Sba Disaster Loan Authorization and Agreement

The Small Business Administration (SBA) Disaster Loan Authorization and Agreement is designed to provide financial assistance to small businesses that have suffered significant losses due to a declared disaster. Whether it`s a natural disaster like a hurricane or a pandemic like COVID-19, the SBA can provide low-interest loans to eligible businesses to help them recover.

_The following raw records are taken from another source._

PR #7711, opened 2017-09-14
[hotfix] Fix inactive user password reset [OSF-8652]

alexschiller:
## Purpose
inactive users can reset passwords. They shouldn't be able to get in but it ain't great. 

## Changes
Use is_active to determine if a user can receive emails for password resets instead. Do not show error message if attempting to reset passwords for an unconfirmed user. 

## Side effects
N/A

## Ticket

https://openscience.atlassian.net/browse/OSF-8652

## QA Notes
1. confirm disabled users, unconfirmed users, spam users, don't get emails (and don't show the error message when trying to reset passwords). 
2. Confirm that normal password resets work.

### DIFF
--- a/framework/auth/views.py
+++ b/framework/auth/views.py
@@ -165,34 +165,25 @@ def forgot_password_post():
                 status_message = 'You have recently requested to change your password. Please wait a few minutes ' \
                                  'before trying again.'
                 kind = 'error'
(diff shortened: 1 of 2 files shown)


alexschiller:
Accidental dupe of #7710 Closing

PR #7715, opened 2017-09-15
[Feature] Cursor based pagination [#OSF-8565]

mfraezz:
## Purpose
Improve `NodeLogList` performance

## Changes
* Create JSONAPI-compliant subclass for `rest_framework.pagination.CursorPagination`
* Use on `NodeLogList`


sloria:
This is a pretty significant, backwards-incompatible change (worthy of more than a minor version bump). I wonder if we should keep the current pagination scheme to preserve compat but allow changing the pagination style via a query parameter. Looks like there's even a [package for that](https://github.com/tuffnatty/drf-proxy-pagination).

Thoughts, @brianjgeiger ?

sloria:
The loading indicator for the log feed got lost with this change.

That said, the log feed was using the now-deprecated OSF loading spinner. 

Good: Update the log feed to use spinner (`.ball-pulse`).

Better: Use a [skeleton screen](https://www.sitepoint.com/how-to-speed-up-your-ux-with-skeleton-screens/) as a loading indicator. A quick-and-dirty way to achieve this is to reduce the opacity of the items when the widget is in the loading state:

osf___small_project

mfraezz:
According to discussion with @brianjgeiger sometime over the past two weeks, this does not merit an API version bump. The value for linked references change, yes, but the rationale is that the client should only be following the `resp.json['links']`, the references for which do not change. That is, client-side url construction is not a supported use case; they should be using links provided in the response.

I'll fix the loading UI

sloria:
@mfraezz Ah ok, thanks for the clarification. I wasn't sure if the keys of the pagination object were changing here or not. If not, then I agree: no need to bump versions.

PR #7717, opened 2017-09-15
[feature] Fix unregistered contributors registration records [OSF-8624]

alexschiller:
## Purpose
Registrations don't get unclaimed records. Fix that. 

## Changes
1. When nodes are registered, copy over the unclaimed records
2. Script to fix old data

## Side effects
Fix deletion of unclaimed records when contributors are removed. Currently they stick around because of a missing save. Test for that was passing because data wasn't being refreshed from the DB.  Humorously this missing deletion oversight makes the script much more efficient to run and with less data loss.

## Ticket

https://openscience.atlassian.net/browse/OSF-8624

## QA Notes
- Currently unclaimed users on registrations are not claimable via the registration. After the script is run these should work.
- Test creating a new registration with unclaimed contributors allows those contributors to be claimed via the registration.
- Test that creating a registration with unclaimed users, then deleting the originating node allows you to claim the user
- Test that unclaimed users on registration components are also claimable
- Test that unclaimed with and without email addresses work (this can be interspersed with the other tests, no reason it should be different)
- Confirm that citations work on registrations with unregistered contributors

## Deployment Actions
The `scripts/fix_registration_unclaimed_records.py` needs to be run to update the unclaimed records. It can be run in dry mode to confirm everything is working prior to running for real. No special instructions for staging vs prod.

### DIFF
--- a/osf/models/node.py
+++ b/osf/models/node.py
@@ -1328,6 +1328,7 @@ class AbstractNode(DirtyFieldsMixin, TypedModel, AddonModelMixin, IdentifierMixi
         # remove unclaimed record if necessary
         if self._primary_key in contributor.unclaimed_records:
             del contributor.unclaimed_records[self._primary_key]
+            contributor.save()
 
         # If user is the only visible contributor, return False
         if not self.contributor_set.exclude(user=contributor).filter(visible=True).exists():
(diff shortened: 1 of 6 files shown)


brianjgeiger:
@alexschiller Could you add a Deployment Actions section so that, when this is merged to its various environments, the proper folks know what to do?

PR #7718, opened 2017-09-18
Feature/preprint creator email[OSF-7379]

laurenrevere:
## Purpose

Send an email to the creator to confirm that a preprint has been created.

## Changes

Adds text emails that confirm a preprint has been created for both branded and OSF preprints.

## Side effects
None

## Note
Note, these emails are plain text, the plan is to convert them to HTML with a later ticket ([PRODUCT-169](https://openscience.atlassian.net/browse/PRODUCT-169.))

Code review question: Should I have created s signal `preprint_published` to handle this instance?

## Ticket
https://openscience.atlassian.net/browse/OSF-7379

default
branded

### DIFF
--- a/osf/models/preprint_provider.py
+++ b/osf/models/preprint_provider.py
@@ -13,6 +13,7 @@ from osf.utils.fields import EncryptedTextField
 from reviews import permissions as reviews_permissions
 from reviews.models import ReviewProviderMixin
 
+from website import settings
 from website.util import api_v2_url
 
 
@@ -93,6 +94,10 @@ class PreprintProvider(ObjectIDMixin, ReviewProviderMixin, BaseModel):
         else:
             # TODO: Delet this when all PreprintProviders have a mapping
             return rules_to_subjects(self.subjects_acceptable)
+
+    @property
+    def landing_url(self):
+        return self.domain if self.domain else '{}preprints/{}'.format(settings.DOMAIN, self.name.lower())
 
     def get_absolute_url(self):
         return '{}preprint_providers/{}'.format(self.absolute_api_v2_url, self._id)
--- a/osf/models/preprint_service.py
+++ b/osf/models/preprint_service.py
@@ -14,10 +14,9 @@ from osf.models.validators import validate_subject_hierarchy
 from osf.utils.fields import NonNaiveDateTimeField
 from website.preprints.tasks import on_preprint_updated, get_and_set_preprint_identifiers
 from website.project.licenses import set_license
-from website.project import signals as project_signals
 from website.util import api_v2_url
 from website.util.permissions import ADMIN
-from website import settings
+from website import settings, mails
 
 from reviews.models.mixins import ReviewableMixin
 from reviews.workflow import States
@@ -207,13 +206,11 @@ class PreprintService(DirtyFieldsMixin, GuidMixin, IdentifierMixin, ReviewableMi
             # This should be called after all fields for EZID metadta have been set
             enqueue_postcommit_task(get_and_set_preprint_identifiers, (), {'preprint': self}, celery=True)
 
+            self._send_preprint_confirmation(auth)
+
         if save:
             self.node.save()
             self.save()
-
-            # Send creator confirmation email
-            project_signals.contributor_added.send(self.node, contributor=auth.user, auth=auth,
-                                                   email_template='preprint_confirmation')
 
     def set_preprint_license(self, license_detail, auth, save=False):
         license_record, license_changed = set_license(self, license_detail, auth, node_type='preprint')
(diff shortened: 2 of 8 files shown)


laurenrevere:
In relation to moderation and https://openscience.atlassian.net/browse/MOD-53. I talked to @aaxelb and he told me that `set_published` is not called by moderation. Therefore we should not have the case of double emails. If moderation is turned on for a provider, this email request will be bypassed.

osf/models/preprint_service.py
```diff
@@ -199,6 +200,10 @@ def set_published(self, published, auth, save=False):
             self.node.save()
             self.save()
 
+            # Send creator confirmation email
+            project_signals.contributor_added.send(self.node, contributor=auth.user, auth=auth,
```
alexschiller: We chatted about this a bit, but adding notes here so I don't forget:

1. This should probably just be a send_mail. It looks like contributor added hits a couple places, including modifying subscription settings (see [this section](https://github.com/CenterForOpenScience/osf.io/blob/develop/website/notifications/listeners.py#L20))
2. If not a send_mail it can probably just be its own signal, but I'm not 100% clear on when signals should be used so understanding that better is probably necessary
3. See [this pr](https://github.com/CenterForOpenScience/osf.io/pull/7515/files#diff-51eef6ea2a6c35e2b080c9a6fe591e38R1636) for a pretty simple example of a sendmail

website/mails/mails.py
```diff
@@ -211,6 +211,14 @@ def get_english_article(word):
     'contributor_added_preprint_node_from_osf',
     subject='You have been added as a contributor to an OSF project.'
 )
+PREPRINT_CONFIRMATION = lambda template, provider: Mail(
```
alexschiller: Gut feeling says this should be done differently, or at minimum add a comment explaining it.

website/project/views/contributor.py
```diff
@@ -560,6 +564,11 @@ def notify_added_contributor(node, contributor, auth=None, throttle=None, email_
     elif not contributor.is_registered:
         unreg_contributor_added.send(node, contributor=contributor, auth=auth, email_template=email_template)
 
+def get_preprint(node):
+    try:
+        return PreprintService.objects.get(node=node)
```
alexschiller: A single node can have more than one preprint associated with it, which means `get` could cause some problems. 

That's why, for example, node loops over every preprint it is associated with on save ([see here](https://github.com/CenterForOpenScience/osf.io/blob/develop/osf/models/node.py#L1533))

website/templates/emails/preprint_confirmation_branded.txt.mako
```diff
@@ -0,0 +1,37 @@
+<%!
+    from website import settings
+%>
+
+Hello ${user.fullname},
+
+Congratulations on sharing your ${preprint.provider.preprint_word}  "${node.title}" on ${preprint.provider.name}, powered by OSF Preprints: ${preprint.absolute_url}
```
alexschiller: two spaces after 'preprint word}', intentional?

website/templates/emails/preprint_confirmation_branded.txt.mako
```diff
@@ -0,0 +1,37 @@
...
+
+
+
+You will ${'not receive ' if all_global_subscriptions_none else 'be automatically subscribed to '}notification emails for this project. To change your email notification preferences, visit your project or your user settings: ${settings.DOMAIN + "settings/notifications/"}
+
+Sincerely,
+
+Your ${preprint.provider.name} and OSF teams
+
+Want more information? Visit https://osf.io/preprints/${preprint.provider.name.lower()} to learn about ${preprint.provider.name} or https://osf.io/ to learn about the Open Science Framework, or https://cos.io/ for information about its supporting organization, the Center for Open Science.
```
alexschiller: This should probably use preprint.provider.domain if it redirects instead of building the `preprints/provider` route. (though this is probably a product question as well, not sure if custom domains existed when the ticket was created)

Might be worth adding a provider `url` method similar to preprints `url` method [seen here](https://github.com/CenterForOpenScience/osf.io/blob/develop/osf/models/preprint_service.py#L86).

tests/test_preprints.py
```diff
@@ -727,3 +728,27 @@ def test_no_call_async_update_on_400_failure(self, requests, mock_async, mock_ma
...
+        super(TestPreprintConfirmationEmails, self).setUp()
+        self.user = AuthUserFactory()
+        self.write_contrib = AuthUserFactory()
+        self.project = ProjectFactory(creator=self.user)
+        self.project.add_contributor(self.write_contrib, permissions=[permissions.WRITE])
+        self.preprint = PreprintFactory(project=self.project, is_published=False)
+        contributor_added.connect(notify_added_contributor)
+
+    @mock.patch('website.mails.send_mail')
+    def test_creator_gets_email(self, send_mail):
```
alexschiller: This and the below test can be combined-- test failed published first and then real publish.

tests/test_preprints.py
```diff
@@ -727,3 +728,27 @@ def test_no_call_async_update_on_400_failure(self, requests, mock_async, mock_ma
         update_preprint_share(self.preprint)
         assert not mock_async.called
         assert mock_mail.called
+
+class TestPreprintConfirmationEmails(OsfTestCase):
+    def setUp(self):
+        super(TestPreprintConfirmationEmails, self).setUp()
+        self.user = AuthUserFactory()
+        self.write_contrib = AuthUserFactory()
```
alexschiller: My read on this was that only the person creating the preprint was emailed. Should there be a test to confirm emails are not sent to the other users? Or vice-versa if I'm reading it wrong.

osf/models/preprint_provider.py
```diff
@@ -87,6 +88,10 @@ def all_subjects(self):
             # TODO: Delet this when all PreprintProviders have a mapping
             return rules_to_subjects(self.subjects_acceptable)
 
+    @property
+    def landing_url(self):
```
brianjgeiger: I am surprised we didn't have anything like this already.

brianjgeiger:
@laurenrevere Merge conflicts. Please resolve at your earliest convenience.

PR #7719, opened 2017-09-18
Feature/probabilistic test failure - pagination[OSF-8626]

laurenrevere:
## Purpose

`test_search_pagination_default_page_2` was failing probabilistically. 

## Changes

All search tests in `test_search_views` were consolidated except for `test_search_projects_by_title`.

## Side effects

Should speed up tests

## Ticket

https://openscience.atlassian.net/secure/RapidBoard.jspa?rapidView=107&selectedIssue=OSF-8626

### DIFF
--- a/osf_tests/test_search_views.py
+++ b/osf_tests/test_search_views.py
@@ -34,7 +34,8 @@ class TestSearchViews(OsfTestCase):
         import website.search.search as search
         search.delete_all()
 
-    def test_search_contributor(self):
+    def test_search_views(self):
+        #Test search contributor
         url = api_url_for('search_contributor')
         res = self.app.get(url, {'query': self.contrib.fullname})
         assert_equal(res.status_code, 200)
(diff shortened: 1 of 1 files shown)


laurenrevere:
*@brianjgeiger *The whole file, or just the `TestSearchViews` class?

brianjgeiger:
If you can do the whole file, that would be better.

brianjgeiger:
Though I think the test class would be fine if it's not pretty easy to get the whole file in one go.

osf_tests/test_search_views.py
```diff
@@ -34,7 +34,7 @@ def tearDown(self):
         import website.search.search as search
         search.delete_all()
 
-    def test_search_contributor(self):
```
brianjgeiger: Looks like you went juuuust a little too far. This is all in the tear down method. Maybe have `def test_search(self):` here.

laurenrevere:
Just noticed that. And fixed!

To apply for an SBA disaster loan, small business owners must first complete the Authorization and Agreement form. The form outlines the terms and conditions of the loan and must be signed by the business owner or an authorized representative. Here`s what you need to know about the SBA Disaster Loan Authorization and Agreement.

Eligibility Requirements

To be eligible for an SBA disaster loan, a small business must have suffered physical damage or economic injury as a result of a declared disaster. Physical damage can include destruction of inventory, machinery, or property, while economic injury refers to a loss of revenue or decrease in business due to the disaster. Small businesses, agricultural cooperatives, and non-profit organizations are all eligible to apply for disaster loans.

Loan Terms

The terms of an SBA disaster loan vary depending on the amount and purpose of the loan. Generally, loans of up to $25,000 do not require collateral, while loans over $25,000 may require collateral such as property or equipment. The interest rate for a disaster loan is typically low, around 4-6%, and payments can be spread over a period of up to 30 years. In some cases, the SBA may also offer loan deferments or forbearance to help alleviate the financial burden on the borrower.

Loan Purpose

When applying for an SBA disaster loan, small business owners must specify the purpose of the loan. This can include repairing physical damage, replacing lost inventory or equipment, or covering operating expenses during the recovery period. The loan funds cannot be used for other purposes such as expansion or to pay off existing debt.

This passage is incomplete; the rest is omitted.